[EXERCISE DIRECTIONS]:
What lines of the listing below contain the word "swap"? Copy each of them out.

*** Opening DATA PROVIDED ***

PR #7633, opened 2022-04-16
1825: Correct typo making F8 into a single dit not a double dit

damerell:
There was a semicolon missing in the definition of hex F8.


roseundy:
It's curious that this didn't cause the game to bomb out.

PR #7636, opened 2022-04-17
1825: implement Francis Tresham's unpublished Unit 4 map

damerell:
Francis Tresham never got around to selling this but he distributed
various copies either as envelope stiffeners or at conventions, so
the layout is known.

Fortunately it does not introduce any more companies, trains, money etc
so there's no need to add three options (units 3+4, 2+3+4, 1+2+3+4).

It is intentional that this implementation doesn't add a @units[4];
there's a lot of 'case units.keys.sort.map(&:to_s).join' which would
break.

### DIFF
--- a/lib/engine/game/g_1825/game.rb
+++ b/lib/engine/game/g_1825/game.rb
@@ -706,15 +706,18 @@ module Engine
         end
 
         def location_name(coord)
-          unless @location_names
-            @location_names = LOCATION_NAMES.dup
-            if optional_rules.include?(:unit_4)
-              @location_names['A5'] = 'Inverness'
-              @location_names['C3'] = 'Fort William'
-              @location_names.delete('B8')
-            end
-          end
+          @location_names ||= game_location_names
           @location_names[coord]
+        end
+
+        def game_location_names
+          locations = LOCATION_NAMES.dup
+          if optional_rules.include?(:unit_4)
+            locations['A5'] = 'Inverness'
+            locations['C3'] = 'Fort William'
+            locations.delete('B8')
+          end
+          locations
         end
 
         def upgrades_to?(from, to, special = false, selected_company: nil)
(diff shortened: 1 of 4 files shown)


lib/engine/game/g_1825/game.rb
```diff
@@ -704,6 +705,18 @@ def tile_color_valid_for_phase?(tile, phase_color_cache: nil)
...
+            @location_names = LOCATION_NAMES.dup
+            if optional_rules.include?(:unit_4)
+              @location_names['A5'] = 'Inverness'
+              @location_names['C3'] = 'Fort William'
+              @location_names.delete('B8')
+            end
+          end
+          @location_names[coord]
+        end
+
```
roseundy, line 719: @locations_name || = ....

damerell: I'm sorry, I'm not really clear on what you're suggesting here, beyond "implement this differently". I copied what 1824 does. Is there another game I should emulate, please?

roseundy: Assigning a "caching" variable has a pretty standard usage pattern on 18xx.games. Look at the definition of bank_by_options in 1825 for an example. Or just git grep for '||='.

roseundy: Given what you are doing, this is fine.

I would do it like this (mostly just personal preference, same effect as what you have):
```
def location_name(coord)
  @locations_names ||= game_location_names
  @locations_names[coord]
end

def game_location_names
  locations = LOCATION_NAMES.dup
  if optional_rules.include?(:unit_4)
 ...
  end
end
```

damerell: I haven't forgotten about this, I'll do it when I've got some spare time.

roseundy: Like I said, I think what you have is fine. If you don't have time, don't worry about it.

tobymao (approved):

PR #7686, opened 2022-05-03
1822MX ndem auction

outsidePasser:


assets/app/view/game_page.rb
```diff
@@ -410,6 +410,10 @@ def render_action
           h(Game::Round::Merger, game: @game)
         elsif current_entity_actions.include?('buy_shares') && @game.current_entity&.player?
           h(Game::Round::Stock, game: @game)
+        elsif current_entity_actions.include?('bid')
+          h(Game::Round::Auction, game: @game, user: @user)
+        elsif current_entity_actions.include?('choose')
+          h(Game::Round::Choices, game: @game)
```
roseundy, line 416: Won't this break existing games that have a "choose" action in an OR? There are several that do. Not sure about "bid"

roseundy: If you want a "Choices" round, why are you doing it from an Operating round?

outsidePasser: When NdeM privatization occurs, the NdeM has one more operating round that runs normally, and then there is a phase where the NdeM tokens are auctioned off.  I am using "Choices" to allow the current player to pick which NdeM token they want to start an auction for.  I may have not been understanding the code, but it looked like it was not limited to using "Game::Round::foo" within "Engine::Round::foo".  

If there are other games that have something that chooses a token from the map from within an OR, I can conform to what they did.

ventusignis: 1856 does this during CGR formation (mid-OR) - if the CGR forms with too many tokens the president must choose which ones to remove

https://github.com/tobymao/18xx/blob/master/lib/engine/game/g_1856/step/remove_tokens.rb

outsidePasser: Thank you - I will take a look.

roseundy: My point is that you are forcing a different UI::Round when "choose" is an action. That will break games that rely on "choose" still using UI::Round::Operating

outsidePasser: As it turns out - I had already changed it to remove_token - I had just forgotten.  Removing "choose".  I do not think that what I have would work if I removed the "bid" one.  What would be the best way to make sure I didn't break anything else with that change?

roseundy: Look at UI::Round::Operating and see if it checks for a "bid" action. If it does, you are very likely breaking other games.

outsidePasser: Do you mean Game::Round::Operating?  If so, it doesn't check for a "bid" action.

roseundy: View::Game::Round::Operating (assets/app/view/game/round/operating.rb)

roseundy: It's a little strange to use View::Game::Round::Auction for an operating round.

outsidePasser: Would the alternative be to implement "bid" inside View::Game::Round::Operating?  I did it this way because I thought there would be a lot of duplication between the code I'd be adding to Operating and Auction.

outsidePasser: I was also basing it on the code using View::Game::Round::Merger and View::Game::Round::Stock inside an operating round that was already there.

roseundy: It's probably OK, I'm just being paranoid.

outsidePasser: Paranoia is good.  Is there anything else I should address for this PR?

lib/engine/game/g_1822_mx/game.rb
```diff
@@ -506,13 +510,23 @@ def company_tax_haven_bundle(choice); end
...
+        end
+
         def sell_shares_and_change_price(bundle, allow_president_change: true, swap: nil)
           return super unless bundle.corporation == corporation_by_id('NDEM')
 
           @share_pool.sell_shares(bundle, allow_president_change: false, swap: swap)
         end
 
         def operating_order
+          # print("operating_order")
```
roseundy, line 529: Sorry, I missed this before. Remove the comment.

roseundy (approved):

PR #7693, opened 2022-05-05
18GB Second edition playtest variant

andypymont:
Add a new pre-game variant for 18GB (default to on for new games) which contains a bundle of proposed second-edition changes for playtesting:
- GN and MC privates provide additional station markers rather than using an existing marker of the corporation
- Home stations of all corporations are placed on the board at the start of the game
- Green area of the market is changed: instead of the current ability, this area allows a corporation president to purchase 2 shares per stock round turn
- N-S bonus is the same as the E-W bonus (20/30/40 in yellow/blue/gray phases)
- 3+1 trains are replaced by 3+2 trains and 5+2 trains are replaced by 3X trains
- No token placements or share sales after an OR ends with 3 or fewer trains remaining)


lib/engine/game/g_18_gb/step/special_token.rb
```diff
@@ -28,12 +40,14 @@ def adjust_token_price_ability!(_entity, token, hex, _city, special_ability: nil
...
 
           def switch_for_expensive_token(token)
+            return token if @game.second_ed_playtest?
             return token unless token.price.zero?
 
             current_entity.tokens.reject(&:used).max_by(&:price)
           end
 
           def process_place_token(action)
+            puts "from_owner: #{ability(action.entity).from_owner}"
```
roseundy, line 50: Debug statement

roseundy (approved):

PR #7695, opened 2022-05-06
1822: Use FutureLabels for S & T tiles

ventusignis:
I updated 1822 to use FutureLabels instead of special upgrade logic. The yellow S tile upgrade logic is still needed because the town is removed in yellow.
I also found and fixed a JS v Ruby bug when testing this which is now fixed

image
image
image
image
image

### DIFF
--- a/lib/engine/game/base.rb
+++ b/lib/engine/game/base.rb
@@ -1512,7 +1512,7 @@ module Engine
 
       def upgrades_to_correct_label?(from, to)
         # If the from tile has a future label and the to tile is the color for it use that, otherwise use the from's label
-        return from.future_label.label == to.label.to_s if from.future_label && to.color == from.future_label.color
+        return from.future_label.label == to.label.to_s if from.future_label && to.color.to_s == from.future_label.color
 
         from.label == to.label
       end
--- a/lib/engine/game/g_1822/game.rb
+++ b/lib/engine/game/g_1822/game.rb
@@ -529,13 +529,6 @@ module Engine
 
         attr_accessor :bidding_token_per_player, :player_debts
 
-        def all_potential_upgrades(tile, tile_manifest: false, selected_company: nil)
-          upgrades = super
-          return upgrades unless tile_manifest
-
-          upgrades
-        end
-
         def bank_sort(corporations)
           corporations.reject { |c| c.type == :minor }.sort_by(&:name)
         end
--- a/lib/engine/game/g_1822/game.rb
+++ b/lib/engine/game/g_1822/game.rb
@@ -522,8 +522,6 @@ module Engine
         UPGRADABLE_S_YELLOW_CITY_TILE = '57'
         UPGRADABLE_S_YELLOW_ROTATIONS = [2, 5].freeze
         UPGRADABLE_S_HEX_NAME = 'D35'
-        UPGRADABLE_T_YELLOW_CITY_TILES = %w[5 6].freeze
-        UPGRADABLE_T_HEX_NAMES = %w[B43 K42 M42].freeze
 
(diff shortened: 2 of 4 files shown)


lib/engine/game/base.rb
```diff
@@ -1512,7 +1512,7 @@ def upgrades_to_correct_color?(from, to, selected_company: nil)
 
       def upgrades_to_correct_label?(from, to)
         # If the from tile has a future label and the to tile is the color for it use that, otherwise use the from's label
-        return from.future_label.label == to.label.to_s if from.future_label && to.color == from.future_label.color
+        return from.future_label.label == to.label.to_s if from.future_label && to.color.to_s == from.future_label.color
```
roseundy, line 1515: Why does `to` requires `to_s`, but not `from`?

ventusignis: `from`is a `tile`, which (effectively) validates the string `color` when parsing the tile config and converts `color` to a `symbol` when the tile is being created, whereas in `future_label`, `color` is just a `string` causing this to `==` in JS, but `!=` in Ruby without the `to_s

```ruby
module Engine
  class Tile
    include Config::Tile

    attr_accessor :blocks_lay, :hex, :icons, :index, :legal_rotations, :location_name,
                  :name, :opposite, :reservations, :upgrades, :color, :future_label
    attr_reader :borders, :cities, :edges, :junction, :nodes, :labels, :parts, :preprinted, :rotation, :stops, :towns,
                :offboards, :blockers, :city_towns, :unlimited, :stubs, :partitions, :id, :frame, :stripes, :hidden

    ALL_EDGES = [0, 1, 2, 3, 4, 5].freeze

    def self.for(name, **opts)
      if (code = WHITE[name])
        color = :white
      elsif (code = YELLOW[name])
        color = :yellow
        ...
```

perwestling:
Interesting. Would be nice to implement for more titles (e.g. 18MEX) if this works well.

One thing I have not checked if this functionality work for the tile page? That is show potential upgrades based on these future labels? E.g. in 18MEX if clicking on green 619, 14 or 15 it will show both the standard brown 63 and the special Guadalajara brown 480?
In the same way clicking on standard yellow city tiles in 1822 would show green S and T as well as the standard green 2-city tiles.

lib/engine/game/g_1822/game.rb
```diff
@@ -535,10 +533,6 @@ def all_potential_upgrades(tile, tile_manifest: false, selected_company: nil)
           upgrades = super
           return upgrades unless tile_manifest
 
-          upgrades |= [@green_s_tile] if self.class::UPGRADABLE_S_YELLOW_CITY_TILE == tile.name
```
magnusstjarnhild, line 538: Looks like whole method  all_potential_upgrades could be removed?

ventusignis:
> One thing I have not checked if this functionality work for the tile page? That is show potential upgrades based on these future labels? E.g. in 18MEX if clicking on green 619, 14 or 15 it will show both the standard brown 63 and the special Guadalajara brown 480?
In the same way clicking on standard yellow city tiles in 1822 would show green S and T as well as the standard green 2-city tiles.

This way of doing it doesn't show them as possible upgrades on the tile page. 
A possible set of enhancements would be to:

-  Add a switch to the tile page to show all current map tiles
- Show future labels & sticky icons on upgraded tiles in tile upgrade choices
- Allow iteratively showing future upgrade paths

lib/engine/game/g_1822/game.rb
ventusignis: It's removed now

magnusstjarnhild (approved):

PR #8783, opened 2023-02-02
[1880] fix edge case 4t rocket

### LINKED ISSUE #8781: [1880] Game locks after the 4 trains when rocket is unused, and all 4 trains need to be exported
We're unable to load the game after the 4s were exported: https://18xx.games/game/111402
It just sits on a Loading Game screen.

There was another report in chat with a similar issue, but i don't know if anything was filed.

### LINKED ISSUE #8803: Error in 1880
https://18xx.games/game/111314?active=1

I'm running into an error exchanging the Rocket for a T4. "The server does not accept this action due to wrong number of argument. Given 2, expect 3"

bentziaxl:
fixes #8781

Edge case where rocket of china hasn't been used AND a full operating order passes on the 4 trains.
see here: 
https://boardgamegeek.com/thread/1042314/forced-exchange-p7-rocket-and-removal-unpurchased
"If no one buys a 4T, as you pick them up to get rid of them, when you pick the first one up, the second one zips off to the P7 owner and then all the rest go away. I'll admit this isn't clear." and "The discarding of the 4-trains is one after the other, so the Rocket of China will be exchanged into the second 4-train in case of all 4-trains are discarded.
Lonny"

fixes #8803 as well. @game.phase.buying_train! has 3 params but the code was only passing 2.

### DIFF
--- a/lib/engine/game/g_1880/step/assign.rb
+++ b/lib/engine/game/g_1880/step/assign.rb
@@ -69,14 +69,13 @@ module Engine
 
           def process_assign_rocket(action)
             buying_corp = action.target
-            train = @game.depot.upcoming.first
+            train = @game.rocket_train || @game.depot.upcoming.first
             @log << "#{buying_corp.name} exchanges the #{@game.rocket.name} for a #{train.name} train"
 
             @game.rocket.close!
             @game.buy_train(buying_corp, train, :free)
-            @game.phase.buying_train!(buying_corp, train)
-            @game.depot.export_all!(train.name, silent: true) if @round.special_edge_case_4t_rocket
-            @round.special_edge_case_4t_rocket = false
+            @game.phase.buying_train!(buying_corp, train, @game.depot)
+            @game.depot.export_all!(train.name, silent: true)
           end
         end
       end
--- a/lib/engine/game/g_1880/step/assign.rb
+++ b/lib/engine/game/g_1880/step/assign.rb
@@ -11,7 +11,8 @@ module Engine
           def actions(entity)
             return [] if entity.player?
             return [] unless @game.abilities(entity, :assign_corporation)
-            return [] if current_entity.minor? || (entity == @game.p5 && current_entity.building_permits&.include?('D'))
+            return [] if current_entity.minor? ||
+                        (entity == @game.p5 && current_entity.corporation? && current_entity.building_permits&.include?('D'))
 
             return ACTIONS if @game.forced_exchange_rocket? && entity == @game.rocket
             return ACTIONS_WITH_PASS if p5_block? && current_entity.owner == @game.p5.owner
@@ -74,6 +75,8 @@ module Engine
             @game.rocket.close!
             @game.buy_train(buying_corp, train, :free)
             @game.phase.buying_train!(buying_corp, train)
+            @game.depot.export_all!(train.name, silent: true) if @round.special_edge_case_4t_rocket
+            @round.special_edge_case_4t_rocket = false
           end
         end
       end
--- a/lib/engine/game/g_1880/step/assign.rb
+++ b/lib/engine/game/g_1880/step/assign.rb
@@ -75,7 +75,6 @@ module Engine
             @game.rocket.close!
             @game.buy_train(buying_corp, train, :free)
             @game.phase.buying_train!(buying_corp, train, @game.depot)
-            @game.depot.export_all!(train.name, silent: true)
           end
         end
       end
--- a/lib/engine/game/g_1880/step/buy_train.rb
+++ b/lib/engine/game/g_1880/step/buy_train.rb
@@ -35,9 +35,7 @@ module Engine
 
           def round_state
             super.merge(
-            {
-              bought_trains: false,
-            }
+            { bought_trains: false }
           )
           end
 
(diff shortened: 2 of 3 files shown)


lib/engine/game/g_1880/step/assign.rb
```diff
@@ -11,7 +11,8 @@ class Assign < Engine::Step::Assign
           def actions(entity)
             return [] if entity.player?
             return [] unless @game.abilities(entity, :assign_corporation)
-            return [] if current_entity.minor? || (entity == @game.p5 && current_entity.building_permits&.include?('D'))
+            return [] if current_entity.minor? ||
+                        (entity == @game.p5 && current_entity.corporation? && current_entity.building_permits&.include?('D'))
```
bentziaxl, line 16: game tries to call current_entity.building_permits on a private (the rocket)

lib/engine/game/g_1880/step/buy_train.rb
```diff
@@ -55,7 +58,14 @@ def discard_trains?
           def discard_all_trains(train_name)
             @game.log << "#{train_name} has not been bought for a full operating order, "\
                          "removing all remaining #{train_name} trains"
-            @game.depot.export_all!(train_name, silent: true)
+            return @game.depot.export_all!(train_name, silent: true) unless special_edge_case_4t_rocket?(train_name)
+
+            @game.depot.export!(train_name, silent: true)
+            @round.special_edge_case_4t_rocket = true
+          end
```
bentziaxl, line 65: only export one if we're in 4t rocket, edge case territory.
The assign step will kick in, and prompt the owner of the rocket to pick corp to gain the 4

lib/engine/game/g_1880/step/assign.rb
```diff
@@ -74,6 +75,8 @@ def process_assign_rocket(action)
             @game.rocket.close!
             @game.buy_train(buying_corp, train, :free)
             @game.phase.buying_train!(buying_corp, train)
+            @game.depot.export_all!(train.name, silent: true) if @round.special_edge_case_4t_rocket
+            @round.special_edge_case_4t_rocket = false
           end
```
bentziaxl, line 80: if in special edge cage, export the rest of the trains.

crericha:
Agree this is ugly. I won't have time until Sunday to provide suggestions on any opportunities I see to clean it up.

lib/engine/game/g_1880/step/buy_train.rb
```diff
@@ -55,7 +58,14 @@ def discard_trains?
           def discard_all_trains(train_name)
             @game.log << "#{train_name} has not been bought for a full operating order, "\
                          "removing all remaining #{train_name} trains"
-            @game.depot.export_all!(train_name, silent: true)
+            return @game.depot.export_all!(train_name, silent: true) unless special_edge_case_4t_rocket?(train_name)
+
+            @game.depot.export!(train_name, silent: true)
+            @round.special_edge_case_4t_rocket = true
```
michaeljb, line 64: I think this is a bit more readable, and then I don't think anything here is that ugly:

*** Closing DATA PROVIDED ***

[RESPONSE BELOW]:
         def sell_shares_and_change_price(bundle, allow_president_change: true, swap: nil)
           @share_pool.sell_shares(bundle, allow_president_change: false, swap: swap)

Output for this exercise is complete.